STRATOSPHERIC TROPOSPHERE EXCHANGE PROJECT

Executive Summary


The Stratospheric-Troposphere Exchange Project (STEP) has two objectives:

A. Investigate the mechanism and rates of irreversible transfer of mass, trace gases, and aerosols from troposphere to stratosphere and within the lower stratosphere.

B. Explain the observed extreme dryness of the stratosphere

The first objective derives from the need for a better description of how natural and manmade chemicals move from their tropospheric sources to the stratospheric ozone shield. The second objective, though closely related to the first, deserves separate mention because it has been a fundamental mystery of atmospheric science for decades.

The STEP measurement platforms are the NASA U-2 and ER-2 aircraft. The complete set of STEP-measured variables can be grouped as:

State Variables:
Three-dimensional Wind, Pressure, and Temperature; Temperature Profiles (about 1 km above and below the aircraft).

Stratospheric Tracers:
Ozone; Odd Nitrogen; Cosmogenic Radionuclides (e.g., Be7, P32); Potential Vorticity (derived from the wind and temperature profile measurements).

Tropospheric Tracers:
Water Vapor; Water Total (vapor plus particles); Carbon Monoxide; Radon.

Particles:
Condensation Nuclei; Aerosol Size Distribution; Cloud Particle Image and Size Distribution.

Radiation:
Infrared Upwelling (Narrow Field of View); Infrared and Solar Up- and Down-welling (Hemispheric); Cloud Images.

Underlined variables are measured at frequencies of 1 Hz or better, so that small-scale structures can be resolved and eddy fluxes and cross correlations can be determined.

Instruments to make the above measurements are being developed and phased in over a schedule of four science missions and two intercalibration missions.
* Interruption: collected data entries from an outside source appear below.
PR #4034, opened 2019-07-08
fix(SUP-18895): Vertical Space is cutting Thai letters

shalommeoded:
Added additional line spacing for the default Closed Captioning style in order to support Thai Characters.

### DIFF
--- a/modules/KalturaSupport/resources/mw.ClosedCaptions.js
+++ b/modules/KalturaSupport/resources/mw.ClosedCaptions.js
@@ -1015,7 +1015,6 @@
 		getDefaultCaptionCss: function(){
 			var style = {};
 			style["display"] = "inline-block";
-			style["line-height"] = "2";
 			if (this.getConfig('bg')) {
 				style["background-color"] = mw.getHexColor(this.getConfig('bg'));
 			}
--- a/modules/KalturaSupport/resources/mw.ClosedCaptions.js
+++ b/modules/KalturaSupport/resources/mw.ClosedCaptions.js
@@ -1014,7 +1014,8 @@
 		},
 		getDefaultCaptionCss: function(){
 			var style = {};
-			style["display"] = "inline";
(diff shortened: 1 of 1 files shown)


OrenMe:
@yairans PTAL

modules/KalturaSupport/resources/mw.ClosedCaptions.js
```diff
@@ -1014,7 +1014,8 @@
 		},
 		getDefaultCaptionCss: function(){
 			var style = {};
-			style["display"] = "inline";
+			style["display"] = "inline-block";
+			style["line-height"] = "2";
```
yairans: @shalommeoded from my test [here](http://www.kaltura.com/index.php/extwidget/preview/partner_id/2290881/uiconf_id/39595521/entry_id/1_epi34r91/embed/dynamic?debugKalturaPlayer) `dispaly:inline-block` is enough. no?

shalommeoded: @yairans  in some cases, Thai letters can have up to 3-4 additional symbols on top of the character, therefore, I have added a bit more line space to the background.

yairans: again, as is sow `display:inline-block` solves the issue. did you see else?

shalommeoded: Yes, in Thai letters, the background will cut in some cases the Thai symbols. If you can see that `display:inline-block` is enough I can alter the fix.

yairans: This is what I see but better you verify by yourself

shalommeoded: @yairans 
Just checked, you are right, the difference does not justify to enhance the line-height.

PR #4037, opened 2019-07-09
Webc 1206

eitanavgil:


modules/EmbedPlayer/resources/mw.EmbedPlayerNative.js
```diff
@@ -1611,11 +1611,17 @@
 			var _this = this;
 			metadataTrack.addEventListener("cuechange", function (evt) {
 				try {
-					if(!evt.currentTarget.activeCues.length){
-						return;
+					var id3Tag;
+					if ( mw.isEdge() ){
```
OrenMe: we can at least use the `actievCues` for both or this is also an issue?
Also, can you please add bug description.

PR #4038, opened 2019-07-09
FEV-320 - start playing on a question-cue-point click

semarche-kaltura:
on CP click it seeked 0.5 sec before the question cue-point marker, so in case when video is paused - it seeked 0.5 sec before the CP and stayed paused.
The changes makes sure that when we seek on a question-cue-point it always keeps playing and not paused.


kaltura-hooks:
Hi @semarche-kaltura,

The science missions are designed to investigate different aspects of stratosphere-troposphere exchange, including cloud-free and cloud dominated mechanisms, in both midlatitudes and the tropics. The final mission, using the ER-2 based in Darwin, Australia in January-February 1987, will access the world's highest, coldest tropopauses, as well as the largest penetrating cumulonimbus anvils. Flights will be designed to test a dehydration mechanism proposed by Danielsen (1982*), as well as to acquire sufficient data to test and develop other hypotheses.
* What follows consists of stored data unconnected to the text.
PR #1231, opened 2025-05-28
Allow applications to retrieve the req payload (io-uring only)

bsbernd:
With io-uring the req owns the payload buffer, the application can directly access it and copy data into it.

fuse_buf_copy_one() already has a check for dstmem == srcmem and skips data copies.

fuse_reply_data
   fuse_reply_data_uring
       fuse_buf_copy
           fuse_buf_copy_one

### DIFF
--- a/lib/fuse_uring.c
+++ b/lib/fuse_uring.c
@@ -190,6 +190,30 @@ static int fuse_uring_commit_sqe(struct fuse_ring_pool *ring_pool,
 	return 0;
 }
 
+int fuse_req_get_payload(fuse_req_t req, char **payload, size_t *payload_sz,
+			 void **mr)
+{
+	struct fuse_ring_ent *ring_ent;
+
+	/* Not possible without io-uring interface */
+	if (!req->is_uring)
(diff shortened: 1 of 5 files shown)


lib/fuse_uring.c
```diff
@@ -181,6 +181,29 @@ static int fuse_uring_commit_sqe(struct fuse_ring_pool *ring_pool,
...
 }
 
+int fuse_req_get_payload(fuse_req_t req, void **payload, size_t *payload_sz,
+			 void **mr)
+{
+	struct fuse_ring_ent *ring_ent =
+		container_of(req, struct fuse_ring_ent, req);
+
+	/* Not possible without io-uring interface */
+	if (!req->is_uring)
```
izxl007, line 191: It would be better to move this check to the beginning of the function.

bsbernd: Thanks for spotting it, fixed. I will first add some usage for that to fuse_passthrough_hp.cc before merging it. Just urgently needed it yesterday for our file system.

PR #1243, opened 2025-06-09
help: Remove duplicate io_uring options from fuse_cmdline_help

izxl007:
The io_uring options are currently shown in both fuse_cmdline_help() and fuse_lowlevel_help(), which creates unnecessary duplication. Since io_uring is a low-level I/O feature, it makes more sense to only show these options in fuse_lowlevel_help().

This change:
- Removes io_uring options from fuse_cmdline_help()
- Keeps them in fuse_lowlevel_help() where they belong
- Removes the FIXME comment that is no longer needed

This is purely a documentation improvement and does not affect any functionality. Users will still see all available options when using --help, just organized in a more logical way.

### DIFF
--- a/lib/helper.c
+++ b/lib/helper.c
@@ -139,11 +139,7 @@ void fuse_cmdline_help(void)
 	       "    -o max_idle_threads    the maximum number of idle worker threads\n"
 	       "                           allowed (default: -1)\n"
 	       "    -o max_threads         the maximum number of worker threads\n"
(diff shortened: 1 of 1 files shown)


bsbernd:
These options are also valid for high level interface.

bsbernd:
Thanks @izxl007 I'm merging it. Actually makes sense, I also see the double flags. I though I had seen missing options for some example/ - we should better fix the reason for that then.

Step's first mission was flown in April-May 1984 using six instruments on the U-2. The most striking result was the discovery in the stratosphere of highly laminated structures of ozone, water vapor, and condensation nuclei. U-2 wind measurements indicate that the laminae are caused by waves that fold mixing ratio and potential vorticity surfaces. The folding process greatly increases the vertical gradients for the mixing ratios and the potentials for small-scale instabilities. The latter lead to irreversible mixing; thus a reversible; wave-generated transport is rendered irreversible by small-scale instabilities.

All funding fro STEP is provided by the National Aeronautics and Space Administration (NASA) and the National Oceanic and Atmospheric Administration (NOAA).

Appendices include the STEP Implementation Plan (management structure), STEP Data Protocol, descriptions of each instrument, reprints of abstracts from a special session of the Spring 1985 AGU Meeting, and the STEP Master Mailing /Phone List.

Refernces are listed alphabetically in Section V.